══ Data records ══

PR #4313, opened 2025-08-13
Add type hints to Ice/slicing

externl:
The only thing I didn't do was SlicedData and SliceInfo as there were already lots of updates. I'll do that in a separate PR. 

Pright complains about the function complexity of the huge test function in AllTests.py so I broke it up into smaller functions. Unfortunately this makes it harder to review.

### DIFF
--- a/python/test/Ice/slicing/objects/Server.py
+++ b/python/test/Ice/slicing/objects/Server.py
@@ -2,8 +2,8 @@
 
 # Copyright (c) ZeroC, Inc.
 
-from collections.abc import Awaitable, Mapping
 import sys
+from collections.abc import Awaitable, Mapping
 from typing import override
 
 from TestHelper import TestHelper, test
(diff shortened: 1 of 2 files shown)


python/test/Ice/slicing/objects/AllTests.py
```diff
@@ -1808,15 +1866,27 @@ def allTests(helper, communicator):
         #
         test(PreservedI.counter == 0)
         p = t.PBSUnknown2AsPreservedWithGraph()
-        test(p is not None)
+        assert p is not None
         test(PreservedI.counter == 1)
         t.checkPBSUnknown2WithGraph(p)
-        p._ice_slicedData = None  # Break the cycle.
+        p._ice_slicedData = None  # Break the cycle. # pyright: ignore
```
pepone, line 1872: why do we need to manually break cycles in Python?

pepone (approved):

python/test/Ice/slicing/objects/AllTests.py
externl: I was wondering this myself. Probably just a copy/paste from C++.

PR #4792, opened 2025-12-19
Ice 3.9 Linux package updagtes

pepone:
This PR contains a few fixes for the Linux packages, related to the 3.9 version update on main.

═══

■ Exercise prompt: Quote each line above in full, word for word.

■ Exercise solution:
PR #4313, opened 2025-08-13
Add type hints to Ice/slicing

externl:
The only thing I didn't do was SlicedData and SliceInfo as there were already lots of updates. I'll do that in a separate PR. 

Pright complains about the function complexity of the huge test function in AllTests.py so I broke it up into smaller functions. Unfortunately this makes it harder to review.

### DIFF
--- a/python/test/Ice/slicing/objects/Server.py
+++ b/python/test/Ice/slicing/objects/Server.py
@@ -2,8 +2,8 @@
 
 # Copyright (c) ZeroC, Inc.
 
-from collections.abc import Awaitable, Mapping
 import sys
+from collections.abc import Awaitable, Mapping
 from typing import override
 
 from TestHelper import TestHelper, test
(diff shortened: 1 of 2 files shown)


python/test/Ice/slicing/objects/AllTests.py
```diff
@@ -1808,15 +1866,27 @@ def allTests(helper, communicator):
         #
         test(PreservedI.counter == 0)
         p = t.PBSUnknown2AsPreservedWithGraph()
-        test(p is not None)
+        assert p is not None
         test(PreservedI.counter == 1)
         t.checkPBSUnknown2WithGraph(p)
-        p._ice_slicedData = None  # Break the cycle.
+        p._ice_slicedData = None  # Break the cycle. # pyright: ignore
```
pepone, line 1872: why do we need to manually break cycles in Python?

pepone (approved):

python/test/Ice/slicing/objects/AllTests.py
externl: I was wondering this myself. Probably just a copy/paste from C++.

PR #4792, opened 2025-12-19
Ice 3.9 Linux package updagtes

pepone:
This PR contains a few fixes for the Linux packages, related to the 3.9 version update on main.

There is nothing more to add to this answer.